==== MATERIAL SHOWN
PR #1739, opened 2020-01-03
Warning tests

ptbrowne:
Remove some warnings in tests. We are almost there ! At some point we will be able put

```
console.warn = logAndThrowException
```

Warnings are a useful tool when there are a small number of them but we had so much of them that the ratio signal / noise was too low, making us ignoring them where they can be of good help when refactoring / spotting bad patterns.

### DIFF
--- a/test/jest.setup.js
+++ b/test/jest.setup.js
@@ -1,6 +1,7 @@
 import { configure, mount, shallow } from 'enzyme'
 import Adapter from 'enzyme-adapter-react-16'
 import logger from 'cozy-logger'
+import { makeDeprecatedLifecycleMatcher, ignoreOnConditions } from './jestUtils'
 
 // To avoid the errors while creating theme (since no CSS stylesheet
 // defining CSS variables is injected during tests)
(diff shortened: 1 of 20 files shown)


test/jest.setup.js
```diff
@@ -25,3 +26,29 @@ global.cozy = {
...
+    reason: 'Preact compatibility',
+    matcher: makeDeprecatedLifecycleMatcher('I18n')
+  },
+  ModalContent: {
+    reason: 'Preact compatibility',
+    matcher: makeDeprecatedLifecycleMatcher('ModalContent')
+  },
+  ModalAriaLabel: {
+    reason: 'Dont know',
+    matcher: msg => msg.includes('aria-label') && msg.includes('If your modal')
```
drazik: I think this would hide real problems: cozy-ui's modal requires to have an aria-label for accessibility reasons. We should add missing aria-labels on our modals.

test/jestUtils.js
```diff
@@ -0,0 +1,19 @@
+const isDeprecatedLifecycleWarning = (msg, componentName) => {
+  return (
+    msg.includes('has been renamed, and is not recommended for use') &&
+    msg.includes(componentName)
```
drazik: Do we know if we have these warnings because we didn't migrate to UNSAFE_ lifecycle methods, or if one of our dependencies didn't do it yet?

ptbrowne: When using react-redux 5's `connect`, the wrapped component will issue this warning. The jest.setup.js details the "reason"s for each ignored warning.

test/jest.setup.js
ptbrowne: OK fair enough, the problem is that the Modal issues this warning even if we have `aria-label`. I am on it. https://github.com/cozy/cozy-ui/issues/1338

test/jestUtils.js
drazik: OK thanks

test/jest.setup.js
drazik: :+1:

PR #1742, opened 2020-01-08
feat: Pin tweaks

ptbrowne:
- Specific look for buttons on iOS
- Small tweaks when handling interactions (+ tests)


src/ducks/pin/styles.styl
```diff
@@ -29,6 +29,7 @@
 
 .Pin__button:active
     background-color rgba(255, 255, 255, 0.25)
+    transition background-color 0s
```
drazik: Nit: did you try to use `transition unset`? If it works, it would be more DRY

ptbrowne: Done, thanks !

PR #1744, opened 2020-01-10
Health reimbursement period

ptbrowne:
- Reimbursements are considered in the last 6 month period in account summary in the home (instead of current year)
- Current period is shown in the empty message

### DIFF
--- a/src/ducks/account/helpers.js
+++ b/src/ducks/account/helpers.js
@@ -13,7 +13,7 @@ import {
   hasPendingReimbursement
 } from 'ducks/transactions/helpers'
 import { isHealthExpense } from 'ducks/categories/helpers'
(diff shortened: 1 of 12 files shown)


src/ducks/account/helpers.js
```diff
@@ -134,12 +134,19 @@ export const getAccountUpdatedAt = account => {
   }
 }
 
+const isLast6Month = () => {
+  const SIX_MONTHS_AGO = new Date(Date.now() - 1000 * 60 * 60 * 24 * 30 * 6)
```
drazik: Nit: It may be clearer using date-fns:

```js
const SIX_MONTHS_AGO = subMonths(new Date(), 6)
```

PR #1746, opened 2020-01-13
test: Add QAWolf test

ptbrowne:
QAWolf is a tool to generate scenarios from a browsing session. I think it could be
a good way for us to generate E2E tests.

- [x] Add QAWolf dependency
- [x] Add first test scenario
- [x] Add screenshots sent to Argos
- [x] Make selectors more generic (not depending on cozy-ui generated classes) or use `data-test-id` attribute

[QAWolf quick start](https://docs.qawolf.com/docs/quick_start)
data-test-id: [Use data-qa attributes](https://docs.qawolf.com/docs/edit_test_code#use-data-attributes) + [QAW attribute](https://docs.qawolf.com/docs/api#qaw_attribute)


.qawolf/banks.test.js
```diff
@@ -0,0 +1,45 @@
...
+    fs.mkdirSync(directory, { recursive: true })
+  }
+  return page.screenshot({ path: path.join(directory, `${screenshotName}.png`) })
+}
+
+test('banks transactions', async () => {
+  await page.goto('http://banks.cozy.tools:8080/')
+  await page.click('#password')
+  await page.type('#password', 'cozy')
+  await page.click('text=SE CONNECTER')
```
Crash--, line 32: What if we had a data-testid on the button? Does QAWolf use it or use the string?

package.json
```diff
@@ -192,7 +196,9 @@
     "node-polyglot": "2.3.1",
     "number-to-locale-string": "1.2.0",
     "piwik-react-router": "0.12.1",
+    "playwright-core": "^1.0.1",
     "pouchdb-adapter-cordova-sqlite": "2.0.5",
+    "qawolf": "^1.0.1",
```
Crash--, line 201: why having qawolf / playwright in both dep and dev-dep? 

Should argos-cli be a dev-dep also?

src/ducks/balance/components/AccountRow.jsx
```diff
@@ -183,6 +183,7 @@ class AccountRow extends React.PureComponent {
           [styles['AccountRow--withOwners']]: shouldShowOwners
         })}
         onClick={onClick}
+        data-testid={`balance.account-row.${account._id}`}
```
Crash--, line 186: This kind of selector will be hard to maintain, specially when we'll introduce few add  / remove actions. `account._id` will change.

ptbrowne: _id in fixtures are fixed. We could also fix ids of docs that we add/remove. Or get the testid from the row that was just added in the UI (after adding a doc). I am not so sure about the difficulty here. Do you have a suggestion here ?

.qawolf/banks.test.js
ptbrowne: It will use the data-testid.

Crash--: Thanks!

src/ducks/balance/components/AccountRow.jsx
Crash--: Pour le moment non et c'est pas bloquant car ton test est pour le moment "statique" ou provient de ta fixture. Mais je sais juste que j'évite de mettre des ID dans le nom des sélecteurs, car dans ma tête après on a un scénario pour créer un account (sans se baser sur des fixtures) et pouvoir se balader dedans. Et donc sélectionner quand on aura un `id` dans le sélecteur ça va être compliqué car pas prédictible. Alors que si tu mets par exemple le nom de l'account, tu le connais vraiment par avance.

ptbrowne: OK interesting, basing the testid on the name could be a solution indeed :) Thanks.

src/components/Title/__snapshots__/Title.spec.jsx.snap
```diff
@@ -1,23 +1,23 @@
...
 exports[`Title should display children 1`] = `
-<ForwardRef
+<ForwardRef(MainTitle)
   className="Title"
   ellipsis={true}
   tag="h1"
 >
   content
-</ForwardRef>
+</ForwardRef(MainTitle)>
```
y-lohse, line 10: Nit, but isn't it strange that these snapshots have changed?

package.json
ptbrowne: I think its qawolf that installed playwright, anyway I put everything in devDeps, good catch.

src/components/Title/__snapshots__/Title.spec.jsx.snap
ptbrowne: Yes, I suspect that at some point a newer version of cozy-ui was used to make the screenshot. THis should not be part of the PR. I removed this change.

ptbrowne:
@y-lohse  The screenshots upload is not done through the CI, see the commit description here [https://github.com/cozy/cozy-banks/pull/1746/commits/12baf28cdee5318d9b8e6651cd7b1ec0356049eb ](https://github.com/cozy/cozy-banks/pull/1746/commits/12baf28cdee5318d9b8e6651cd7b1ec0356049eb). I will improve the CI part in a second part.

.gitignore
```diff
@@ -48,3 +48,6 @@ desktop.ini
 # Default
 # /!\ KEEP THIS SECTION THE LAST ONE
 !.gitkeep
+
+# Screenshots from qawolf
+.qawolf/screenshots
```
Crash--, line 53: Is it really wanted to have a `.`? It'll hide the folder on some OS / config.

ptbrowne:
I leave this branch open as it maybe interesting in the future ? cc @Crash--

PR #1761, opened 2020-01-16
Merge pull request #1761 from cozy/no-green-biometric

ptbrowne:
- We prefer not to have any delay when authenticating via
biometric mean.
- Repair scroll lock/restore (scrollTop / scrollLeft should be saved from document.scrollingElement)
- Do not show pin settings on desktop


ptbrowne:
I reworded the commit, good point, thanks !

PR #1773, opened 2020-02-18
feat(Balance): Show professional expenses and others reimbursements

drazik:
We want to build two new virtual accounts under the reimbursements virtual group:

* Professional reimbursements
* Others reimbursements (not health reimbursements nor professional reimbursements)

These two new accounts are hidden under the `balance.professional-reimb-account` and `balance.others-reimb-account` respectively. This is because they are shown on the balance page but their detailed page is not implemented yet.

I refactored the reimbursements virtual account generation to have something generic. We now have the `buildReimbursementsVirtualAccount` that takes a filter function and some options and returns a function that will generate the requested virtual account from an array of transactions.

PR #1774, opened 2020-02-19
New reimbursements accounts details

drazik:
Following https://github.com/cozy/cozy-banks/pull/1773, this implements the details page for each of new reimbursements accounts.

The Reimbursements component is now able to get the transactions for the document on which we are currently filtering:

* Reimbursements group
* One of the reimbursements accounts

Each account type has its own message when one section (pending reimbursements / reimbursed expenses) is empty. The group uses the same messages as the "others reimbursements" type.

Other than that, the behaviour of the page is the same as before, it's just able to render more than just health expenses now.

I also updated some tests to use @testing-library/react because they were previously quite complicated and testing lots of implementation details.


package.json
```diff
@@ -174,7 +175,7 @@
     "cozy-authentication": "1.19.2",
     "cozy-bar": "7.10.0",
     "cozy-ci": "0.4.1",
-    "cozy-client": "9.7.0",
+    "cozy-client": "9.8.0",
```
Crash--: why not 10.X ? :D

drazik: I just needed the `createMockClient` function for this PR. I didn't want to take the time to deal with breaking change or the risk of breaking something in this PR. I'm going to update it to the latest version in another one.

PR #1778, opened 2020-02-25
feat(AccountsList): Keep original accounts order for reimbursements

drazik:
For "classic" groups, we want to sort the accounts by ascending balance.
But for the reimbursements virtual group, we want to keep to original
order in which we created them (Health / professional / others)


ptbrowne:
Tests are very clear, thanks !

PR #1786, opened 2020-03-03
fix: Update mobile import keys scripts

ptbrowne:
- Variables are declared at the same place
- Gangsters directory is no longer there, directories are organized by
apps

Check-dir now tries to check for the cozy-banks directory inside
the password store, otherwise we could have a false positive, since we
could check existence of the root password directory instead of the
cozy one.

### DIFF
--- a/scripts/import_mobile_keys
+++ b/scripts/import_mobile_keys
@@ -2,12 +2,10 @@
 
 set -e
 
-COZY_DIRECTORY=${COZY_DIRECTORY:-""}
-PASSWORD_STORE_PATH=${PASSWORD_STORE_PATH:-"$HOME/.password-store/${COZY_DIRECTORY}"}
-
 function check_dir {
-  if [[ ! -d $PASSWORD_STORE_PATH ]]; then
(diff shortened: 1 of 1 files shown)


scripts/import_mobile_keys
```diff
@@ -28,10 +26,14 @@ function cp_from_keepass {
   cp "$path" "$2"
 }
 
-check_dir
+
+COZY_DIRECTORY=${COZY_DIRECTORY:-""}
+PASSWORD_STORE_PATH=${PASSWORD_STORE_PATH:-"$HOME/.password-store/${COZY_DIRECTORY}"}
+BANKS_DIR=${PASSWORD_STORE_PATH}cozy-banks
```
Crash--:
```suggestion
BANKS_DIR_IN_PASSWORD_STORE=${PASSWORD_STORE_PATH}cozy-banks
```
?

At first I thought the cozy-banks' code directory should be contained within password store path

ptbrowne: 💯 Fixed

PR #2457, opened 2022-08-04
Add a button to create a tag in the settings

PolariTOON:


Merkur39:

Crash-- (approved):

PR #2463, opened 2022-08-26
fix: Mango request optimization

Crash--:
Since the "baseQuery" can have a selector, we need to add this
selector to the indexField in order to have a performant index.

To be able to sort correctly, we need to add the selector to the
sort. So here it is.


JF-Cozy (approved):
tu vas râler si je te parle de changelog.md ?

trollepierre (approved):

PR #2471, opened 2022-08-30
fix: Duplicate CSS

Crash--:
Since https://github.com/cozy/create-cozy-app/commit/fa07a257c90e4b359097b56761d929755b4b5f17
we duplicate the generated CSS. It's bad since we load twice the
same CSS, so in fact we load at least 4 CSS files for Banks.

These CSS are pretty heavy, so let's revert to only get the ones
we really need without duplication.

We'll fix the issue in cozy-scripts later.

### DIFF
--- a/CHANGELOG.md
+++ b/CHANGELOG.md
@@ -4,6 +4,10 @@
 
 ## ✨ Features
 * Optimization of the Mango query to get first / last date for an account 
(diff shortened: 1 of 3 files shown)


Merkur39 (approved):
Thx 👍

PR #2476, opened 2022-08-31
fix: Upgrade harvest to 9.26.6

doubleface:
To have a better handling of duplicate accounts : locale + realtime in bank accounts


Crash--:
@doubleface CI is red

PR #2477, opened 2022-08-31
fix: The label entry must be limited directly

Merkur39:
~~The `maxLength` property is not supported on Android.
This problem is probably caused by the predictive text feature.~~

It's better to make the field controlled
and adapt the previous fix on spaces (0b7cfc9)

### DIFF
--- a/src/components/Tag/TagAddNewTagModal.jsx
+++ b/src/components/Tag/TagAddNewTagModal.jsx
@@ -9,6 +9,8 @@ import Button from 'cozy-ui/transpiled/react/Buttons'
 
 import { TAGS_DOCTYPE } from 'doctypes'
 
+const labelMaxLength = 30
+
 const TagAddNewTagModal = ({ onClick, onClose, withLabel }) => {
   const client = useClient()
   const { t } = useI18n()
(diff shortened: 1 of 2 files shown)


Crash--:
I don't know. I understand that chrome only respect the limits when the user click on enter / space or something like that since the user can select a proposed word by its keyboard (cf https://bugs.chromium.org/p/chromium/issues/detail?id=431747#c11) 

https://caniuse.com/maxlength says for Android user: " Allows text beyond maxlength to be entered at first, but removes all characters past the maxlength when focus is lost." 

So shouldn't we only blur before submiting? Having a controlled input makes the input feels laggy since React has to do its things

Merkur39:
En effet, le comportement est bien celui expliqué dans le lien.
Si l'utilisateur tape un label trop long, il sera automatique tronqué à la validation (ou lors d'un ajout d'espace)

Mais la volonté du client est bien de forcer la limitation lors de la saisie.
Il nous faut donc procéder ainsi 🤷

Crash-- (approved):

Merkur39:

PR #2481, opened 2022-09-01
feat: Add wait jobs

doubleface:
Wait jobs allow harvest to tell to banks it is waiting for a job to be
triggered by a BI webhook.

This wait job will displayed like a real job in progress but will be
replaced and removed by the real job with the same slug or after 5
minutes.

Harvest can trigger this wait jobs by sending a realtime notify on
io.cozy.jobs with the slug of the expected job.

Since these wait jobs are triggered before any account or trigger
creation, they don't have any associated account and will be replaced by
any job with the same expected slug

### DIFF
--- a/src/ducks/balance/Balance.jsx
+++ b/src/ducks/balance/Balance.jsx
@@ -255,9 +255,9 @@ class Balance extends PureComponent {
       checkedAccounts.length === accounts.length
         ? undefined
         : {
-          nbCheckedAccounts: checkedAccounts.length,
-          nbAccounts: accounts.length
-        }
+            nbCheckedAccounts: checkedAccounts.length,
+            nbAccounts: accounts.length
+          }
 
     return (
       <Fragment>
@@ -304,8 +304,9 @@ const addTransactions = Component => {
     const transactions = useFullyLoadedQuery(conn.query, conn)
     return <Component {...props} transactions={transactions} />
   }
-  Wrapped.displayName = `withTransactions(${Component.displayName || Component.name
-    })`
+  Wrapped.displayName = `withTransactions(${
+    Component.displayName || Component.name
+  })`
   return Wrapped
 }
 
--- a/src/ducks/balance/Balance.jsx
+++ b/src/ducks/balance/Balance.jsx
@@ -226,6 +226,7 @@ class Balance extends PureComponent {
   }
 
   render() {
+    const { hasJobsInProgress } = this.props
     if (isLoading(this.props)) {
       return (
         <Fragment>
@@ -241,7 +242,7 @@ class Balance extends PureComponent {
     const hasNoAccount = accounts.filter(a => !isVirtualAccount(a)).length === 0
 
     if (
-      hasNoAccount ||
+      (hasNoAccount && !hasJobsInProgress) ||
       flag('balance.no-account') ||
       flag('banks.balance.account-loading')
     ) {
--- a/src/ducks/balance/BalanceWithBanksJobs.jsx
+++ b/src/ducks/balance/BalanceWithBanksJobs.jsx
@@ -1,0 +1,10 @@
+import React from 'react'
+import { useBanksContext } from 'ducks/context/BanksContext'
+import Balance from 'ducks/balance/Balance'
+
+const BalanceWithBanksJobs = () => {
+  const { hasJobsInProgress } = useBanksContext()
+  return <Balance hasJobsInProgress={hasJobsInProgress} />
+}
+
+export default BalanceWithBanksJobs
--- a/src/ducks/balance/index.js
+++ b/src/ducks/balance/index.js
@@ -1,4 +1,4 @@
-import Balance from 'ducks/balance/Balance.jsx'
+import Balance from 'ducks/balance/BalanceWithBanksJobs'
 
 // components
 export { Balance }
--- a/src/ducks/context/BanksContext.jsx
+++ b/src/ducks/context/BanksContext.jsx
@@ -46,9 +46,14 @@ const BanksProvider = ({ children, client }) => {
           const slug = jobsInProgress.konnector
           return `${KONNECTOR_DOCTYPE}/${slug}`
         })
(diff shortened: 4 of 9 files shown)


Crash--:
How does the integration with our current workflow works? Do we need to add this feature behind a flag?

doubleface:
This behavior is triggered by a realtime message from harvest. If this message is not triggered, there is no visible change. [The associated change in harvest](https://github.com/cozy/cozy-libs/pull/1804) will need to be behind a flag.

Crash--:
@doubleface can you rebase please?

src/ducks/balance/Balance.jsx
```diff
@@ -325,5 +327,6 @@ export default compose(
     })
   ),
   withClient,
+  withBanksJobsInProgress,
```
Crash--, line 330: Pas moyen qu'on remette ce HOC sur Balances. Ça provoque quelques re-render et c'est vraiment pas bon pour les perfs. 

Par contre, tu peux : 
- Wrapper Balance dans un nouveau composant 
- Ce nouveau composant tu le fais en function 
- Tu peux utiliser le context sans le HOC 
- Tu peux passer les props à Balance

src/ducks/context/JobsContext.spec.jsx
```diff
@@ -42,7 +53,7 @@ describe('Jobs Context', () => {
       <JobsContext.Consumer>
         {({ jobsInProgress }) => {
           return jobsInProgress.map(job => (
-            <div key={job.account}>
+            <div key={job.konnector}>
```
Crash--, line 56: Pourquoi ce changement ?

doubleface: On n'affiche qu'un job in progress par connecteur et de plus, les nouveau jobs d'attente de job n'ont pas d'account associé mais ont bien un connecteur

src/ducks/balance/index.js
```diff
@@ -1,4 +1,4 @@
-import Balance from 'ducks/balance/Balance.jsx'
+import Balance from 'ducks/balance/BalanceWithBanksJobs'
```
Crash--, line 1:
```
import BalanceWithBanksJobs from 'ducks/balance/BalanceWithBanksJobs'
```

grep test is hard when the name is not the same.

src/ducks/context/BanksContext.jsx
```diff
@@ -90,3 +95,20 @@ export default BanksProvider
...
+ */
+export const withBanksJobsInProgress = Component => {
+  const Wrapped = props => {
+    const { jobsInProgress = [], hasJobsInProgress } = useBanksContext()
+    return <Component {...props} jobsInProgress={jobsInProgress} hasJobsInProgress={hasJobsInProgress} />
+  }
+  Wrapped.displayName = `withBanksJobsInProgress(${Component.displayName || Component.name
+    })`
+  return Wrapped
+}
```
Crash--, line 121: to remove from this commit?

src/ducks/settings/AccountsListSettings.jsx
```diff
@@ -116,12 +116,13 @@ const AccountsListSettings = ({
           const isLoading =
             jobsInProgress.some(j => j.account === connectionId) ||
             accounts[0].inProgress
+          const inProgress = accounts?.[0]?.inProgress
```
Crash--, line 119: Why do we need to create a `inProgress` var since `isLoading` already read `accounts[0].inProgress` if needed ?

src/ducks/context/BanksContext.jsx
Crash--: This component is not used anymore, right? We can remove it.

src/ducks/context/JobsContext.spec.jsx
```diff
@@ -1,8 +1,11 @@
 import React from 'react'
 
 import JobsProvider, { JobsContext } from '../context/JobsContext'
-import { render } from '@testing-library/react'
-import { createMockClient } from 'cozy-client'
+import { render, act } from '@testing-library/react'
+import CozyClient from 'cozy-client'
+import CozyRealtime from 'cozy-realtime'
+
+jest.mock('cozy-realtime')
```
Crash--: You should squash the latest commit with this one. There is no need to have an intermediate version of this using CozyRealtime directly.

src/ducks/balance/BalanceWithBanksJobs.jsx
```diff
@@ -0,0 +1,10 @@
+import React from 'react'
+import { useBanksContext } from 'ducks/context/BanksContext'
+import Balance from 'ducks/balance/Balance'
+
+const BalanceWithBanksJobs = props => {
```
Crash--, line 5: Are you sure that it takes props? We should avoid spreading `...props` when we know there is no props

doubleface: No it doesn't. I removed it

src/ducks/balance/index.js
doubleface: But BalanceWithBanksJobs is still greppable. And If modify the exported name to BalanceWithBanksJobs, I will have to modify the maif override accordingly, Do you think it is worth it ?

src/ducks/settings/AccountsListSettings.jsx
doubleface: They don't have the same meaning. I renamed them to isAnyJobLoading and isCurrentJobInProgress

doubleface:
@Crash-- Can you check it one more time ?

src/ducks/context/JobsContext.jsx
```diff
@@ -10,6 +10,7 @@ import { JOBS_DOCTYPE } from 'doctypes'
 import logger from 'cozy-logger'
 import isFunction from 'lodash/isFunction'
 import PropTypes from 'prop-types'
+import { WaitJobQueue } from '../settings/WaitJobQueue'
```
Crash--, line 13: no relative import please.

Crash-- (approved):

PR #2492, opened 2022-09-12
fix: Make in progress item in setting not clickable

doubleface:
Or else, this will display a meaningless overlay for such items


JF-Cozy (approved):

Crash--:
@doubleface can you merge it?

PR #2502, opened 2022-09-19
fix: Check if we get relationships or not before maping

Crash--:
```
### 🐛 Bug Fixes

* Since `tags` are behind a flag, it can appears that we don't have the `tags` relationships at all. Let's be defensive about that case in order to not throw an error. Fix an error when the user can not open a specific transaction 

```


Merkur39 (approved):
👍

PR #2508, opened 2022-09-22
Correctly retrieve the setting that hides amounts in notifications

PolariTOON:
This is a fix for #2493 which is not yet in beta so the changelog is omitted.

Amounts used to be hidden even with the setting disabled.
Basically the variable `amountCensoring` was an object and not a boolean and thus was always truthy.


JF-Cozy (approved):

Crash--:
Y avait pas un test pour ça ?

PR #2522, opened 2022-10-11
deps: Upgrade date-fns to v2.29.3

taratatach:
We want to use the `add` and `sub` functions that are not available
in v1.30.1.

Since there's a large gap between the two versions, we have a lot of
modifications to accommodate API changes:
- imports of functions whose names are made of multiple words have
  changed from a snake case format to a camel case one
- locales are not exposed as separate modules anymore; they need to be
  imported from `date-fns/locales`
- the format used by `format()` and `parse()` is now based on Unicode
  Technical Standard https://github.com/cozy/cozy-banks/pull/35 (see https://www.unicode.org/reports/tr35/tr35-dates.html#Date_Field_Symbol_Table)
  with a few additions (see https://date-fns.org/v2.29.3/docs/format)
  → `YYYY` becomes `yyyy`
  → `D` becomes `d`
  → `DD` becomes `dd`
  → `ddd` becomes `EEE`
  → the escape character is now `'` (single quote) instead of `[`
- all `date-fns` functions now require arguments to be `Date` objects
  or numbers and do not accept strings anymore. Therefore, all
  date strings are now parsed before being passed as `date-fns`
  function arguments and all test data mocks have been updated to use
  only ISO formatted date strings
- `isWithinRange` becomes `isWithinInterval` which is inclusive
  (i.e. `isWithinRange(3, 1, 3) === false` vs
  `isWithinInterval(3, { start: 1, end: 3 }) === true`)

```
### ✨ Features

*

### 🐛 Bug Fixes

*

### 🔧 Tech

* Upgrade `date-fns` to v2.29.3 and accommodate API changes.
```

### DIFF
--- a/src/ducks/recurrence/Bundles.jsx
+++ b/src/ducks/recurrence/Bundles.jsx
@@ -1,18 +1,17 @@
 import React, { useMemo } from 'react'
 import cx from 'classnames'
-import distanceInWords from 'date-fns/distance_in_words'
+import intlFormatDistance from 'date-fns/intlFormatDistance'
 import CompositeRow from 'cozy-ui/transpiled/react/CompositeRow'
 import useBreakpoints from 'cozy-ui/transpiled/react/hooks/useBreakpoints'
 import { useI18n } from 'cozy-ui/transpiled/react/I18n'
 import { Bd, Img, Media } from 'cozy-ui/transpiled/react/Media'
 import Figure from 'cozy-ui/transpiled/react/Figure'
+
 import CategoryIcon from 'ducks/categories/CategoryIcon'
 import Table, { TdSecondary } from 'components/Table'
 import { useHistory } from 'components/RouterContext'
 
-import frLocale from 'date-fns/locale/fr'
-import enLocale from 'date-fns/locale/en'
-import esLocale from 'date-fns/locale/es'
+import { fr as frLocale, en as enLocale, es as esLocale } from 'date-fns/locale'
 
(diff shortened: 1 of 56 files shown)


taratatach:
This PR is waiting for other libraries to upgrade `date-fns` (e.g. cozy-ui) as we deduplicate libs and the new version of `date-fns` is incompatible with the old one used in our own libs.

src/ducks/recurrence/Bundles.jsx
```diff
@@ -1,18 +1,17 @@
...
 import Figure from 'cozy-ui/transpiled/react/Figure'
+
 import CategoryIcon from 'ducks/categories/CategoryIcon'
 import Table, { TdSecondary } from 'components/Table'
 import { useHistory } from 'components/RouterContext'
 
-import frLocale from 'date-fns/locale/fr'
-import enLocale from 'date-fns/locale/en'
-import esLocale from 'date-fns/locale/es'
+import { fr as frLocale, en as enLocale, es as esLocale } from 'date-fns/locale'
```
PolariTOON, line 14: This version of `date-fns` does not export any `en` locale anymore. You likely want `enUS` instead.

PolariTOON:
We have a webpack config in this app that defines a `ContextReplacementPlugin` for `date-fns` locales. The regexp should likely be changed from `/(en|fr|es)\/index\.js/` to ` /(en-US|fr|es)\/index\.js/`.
========
What lines in the entries above include the string "withBanksJobsInProgress"? Return each one.

ANSWER TO THIS PROBLEM:
+  withBanksJobsInProgress,
+export const withBanksJobsInProgress = Component => {
+  Wrapped.displayName = `withBanksJobsInProgress(${Component.displayName || Component.name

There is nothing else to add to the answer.